The Guardian reports
This is the time of year when budding artists around the country are busy putting the finishing touches to their final degree showpieces, the fruits of their past few years of artistic labour. Starting today, Slade School of Fine Art in London and Falmouth University in Cornwall are among the art colleges running the first of about 100 graduation shows in coming months, presenting the latest “hot” art produced by students.

The annual BA and MA shows are a great place to pick up a piece of original artwork that you can enjoy looking at, but which could also turn out to be a savvy financial investment. You are also supporting promising young artists for whom it is incredibly important to make their first sale as they leave college and step out into the real world.

It has never been easier to buy art. Over the past two decades a host of online sites selling contemporary art have sprung up – from small, online-only galleries to big auction houses such as Sotheby’s and Christie’s. An original piece can be snapped up for as little as £45, says Jane Eccles, who works as a programme manager for a utilities company and has amassed a personal collection of 59 pieces over the past three years.

“I work long hours and commute, and it’s really nice to get home and to be surrounded by beautiful works of art,” she says. “I enjoy researching artists, and it’s nice to support emerging artists.” Her taste has evolved over time, and she now buys pieces “that challenge me”. She stresses that she buys for pleasure rather than monetary gain and has not sold any of them – although some of the work has gone up significantly in value.

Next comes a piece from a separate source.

PR #4984, opened 2026-07-20
fix: subscript a numbered match variable in string interpolation ($0[0])

tokuhirom:
## Summary

`"$0[0]"` is `$/[0][0]` — the first positional subcapture of capture 0 — and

Those by painter Peter Kettle, recently voted in as a fellow for the Royal Society of Arts, has nearly tripled in value in the past four years. The piece Brecon Beacons 1 which Eccles bought in 2015 for £450 is now worth £1,200.

Start with a small piece that you fall in love with. Follow your instinct
Another artist she has bought from is the Polish Bartosz Beda, who has been short-listed for several prizes and was selected for the 2012 Catlin Art Guide as the most promising emerging artist in the UK. His work ranges from painting to installation and animation. Paintings that sold for £500 in 2011 are now valued at around £3,500.

Eccles also likes Orlanda Broom, whose smaller, lush paintings were priced at £200-£300 at her Winchester degree show in 1997 and are now worth about £7,800. Other favourites are London artist Julia Blackshaw who exclusively “portrays the female form”, and Slade postgraduate Lindsay Mapes who has done a series of paintings on transparent silk and has been selected as one of 12 artists worldwide for a US documentary called Looking for Picasso.

Eccles’s advice to would-be art buyers is: “Start with a small piece that you fall in love with. Follow your instinct. If you buy from an online gallery you can always return the work.”

Sarah Ryan, a former art teacher who set up New Blood Art in 2004 to represent emerging artists in the UK, advises buyers to look for “some sort of coherence, some kind of unique voice or recognisable style”. She adds that artists who produce “work that’s a bit jarring or uncomfortable to look at are those that go on to be something special”.

Ryan will spend the summer on the road, scouting for new talent at degree shows from Aberdeen to Aberystwyth, and has carved out a niche selling graduate art, with prices ranging anywhere from £175 up to £10,000. Delivery fees are capped at 5% of the value of the work which can be bought through interest-free loans, and returned within the first 14 days – although this doesn’t happen very often, she says.

“When I started there weren’t really any online galleries,” she recalls. “I would go to degree shows and think – ‘gosh why aren’t people buying this?’.”

But it has become a fiercely competitive market – the advent of bigger online galleries such as Saatchi Art in 2011-12 meant that Ryan had to scale back her venture, which at one stage employed two people, to once again be a one-woman business.

When visiting a degree show Ryan recommends talking to art tutors (make an appointment in advance) and suggests having a coffee with the artists themselves to try and gauge their long-term commitment.

The best work sells quickly, so turn up early. Charles Saatchi, the advertising magnate and art collector, sometimes arrives at shows before all the artwork is installed and rival dealers get there (he is famed for buying up entire graduation shows).

Investment experts say modern art is an effective hedge against inflation – returns tend to be better at times when prices in the economy are rising, which is the case now. When selling, anything under £6,000 is exempt from capital gains tax and further tax relief applies up to £15,000.

But unlike shares, bonds or property it does not produce an income and is not a very liquid asset – you need to be prepared to hold it for several years and may not be able to sell when you want.

Art investments are also unregulated, so you can’t fall back on the Financial Services Compensation Scheme if something goes wrong. Bear in mind too that there could be insurance and storage costs.